# EXERCISE AIM:
Everything before the line containing "We should retarget" stays out; print that line and all lines below it through the last, exactly.

# DATA FOR PROCESSING:

PR #1089, opened 2018-02-23
[WIP] Opportunity pages

Pomax:
This is a WIP continuation of the `wagtail` branch that's been filed as PR mostly so we have a review app to do some testing on. There is enough in place for seeing how we like building opportunity pages atm using "stream field" templating (similar to Wix or Squarespace page building) with enough basic blocks that things like the Aadhaar page can be rebuilt (sans actual signup form right now).

(Please ignore the million or so migrations, as a work in progress every little model change requires a new migration to keep things chugging along)


alanmoo:
This is going to need `unsafe-eval` in the `script-src`. Do we add that to `env.default` or try to find a way to not need it?

Pomax:
We're going to have to add this to `env.default` until we actually fix wagtail itself - it uses jQuery which in turn uses an unsafe script load mechanism for some of its work, and we need to figure out a way to make it stop that (at the very least as a codepatch for us, but ideally as a PR for wagtail to merge upstream as well)

Pomax:
@cadecairos it looks like appveyor isn't building the `.env` off of the `env.default`, is that something that's easy to fix?

cadecairos:
We should add any configuration we need to the appveyor.yml file

Pomax:
Also currently an issue: admin view "LIVE" links point to nonexistent resources, rather than the actual page URLs, so a page might be published as `.../wagtail/info` but the admin will insist the live view URL is `.../cms/pages/1/None`, which doesn't even make sense.

I've asked about this over on https://stackoverflow.com/questions/48957300/wagtail-admins-live-button-is-pointing-to-a-nonexisting-url

alanmoo:
We should retarget this to master now, correct?

Pomax:
Temporarily stood up https://github.com/mozilla/foundation.mozilla.org/pull/1107 in order to get around the fact that `git rebase -i master` with 40 commits is a week's worth of merge conflict resolution, and a good old "copy files, checkout master, checkout new branch, copy files back, hey look, a single commit without merge conflicts!" takes a normal amount of time.

Pomax:
closing in favour of #1107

# TASK ANSWER:
We should retarget this to master now, correct?

Pomax:
Temporarily stood up https://github.com/mozilla/foundation.mozilla.org/pull/1107 in order to get around the fact that `git rebase -i master` with 40 commits is a week's worth of merge conflict resolution, and a good old "copy files, checkout master, checkout new branch, copy files back, hey look, a single commit without merge conflicts!" takes a normal amount of time.

Pomax:
closing in favour of #1107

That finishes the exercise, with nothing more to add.